▶ Your task: Find the string "opened" in the records and copy each line where it occurs.

+--

PR #10496, opened 2022-11-26
[Core][MPI] const_cast no longer needed with C++17

philbucher:
see title
C++17 added the non-const version of `data` for `std::string`


sunethwarna (approved):
Thanks @philbucher

PR #10497, opened 2022-11-26
[Metis] remove unused inheritance and old code

philbucher:
This removes the inheritance of `MetisDivideHeterogeneousInputProcess` from `MetisDivideInputToPartitionsProcess`, as it is not used at all.

In fact, `MetisDivideInputToPartitionsProcess` is not working since we moved to use Metis 5 (which happened years ago), and is hence removed, together with the also broken `MetisGraphPartitioningProcess`


rubenzorrilla (approved):
Makes sense for me. Thanks.

PR #10500, opened 2022-11-27
[Core][IO] WriteModelPart - correcting const

philbucher:
The `WriteModelPart` of `IO` takes a non-const `ModelPart` as input, which is wrong and should be corrected. I added a new overload which takes it as `const`. It is fully backward compatible, same principle as in #7381 is applied, which has proven to work very well

This way the derived classes can be adapted one-by-one

I also fixed the deprecation start/stop macros for the intel compiler


loumalouomega (approved):
Even more thanks

rubenzorrilla (approved):
Makes perfect sense for me. Thanks!

PR #10445, opened 2022-11-14
[All][KratosCore] Deprecate Dimension()

rubenzorrilla:
**📝 Description**
Deprecating the method `Dimension` in `Geometry`, `GeometryData` and `GeometryDimension` in favor of the`WorkingSpaceDimension` and `LocalSpaceDimension` ones. This is the first step in the roadmap established in #9369.

PR #10501, opened 2022-11-28
[Core] Dimension() deprecation warnings

rubenzorrilla:
**📝 Description**
This PR amends the deprecation warnings in Kratos core arising from #10445. Besides, I added the link to the corresponding PR in the `CMakeLists.txt`.


loumalouomega (dismissed):

rubenzorrilla:
Discussion in  #10503 must be solved before continuing forward with this one.

tteschemacher:
My issue is the following I have geometries that are embedded within others. That would mean that those are actually containing a global space which is 3D. Then they are containing a local space which actually may be a surface that is 2D. Then I have geometries that are in 1D or maybe 0D. This is in fact very nice to contain this as then e.g. loads or supports can very easy be unified.

My proposal would be that we get now rid of Dimension, now. Then we can decide if we will need something similar again, but something which will be easier to understand. Probably like an enum naming the entities like solid, surface, curve, and point.

roigcarlo:
We cannot "delete" the function now because we would break other people code, but the idea is getting rid of it yes.

roigcarlo (approved):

+--

▶ Solution:
PR #10496, opened 2022-11-26
PR #10497, opened 2022-11-26
PR #10500, opened 2022-11-27
PR #10445, opened 2022-11-14
PR #10501, opened 2022-11-28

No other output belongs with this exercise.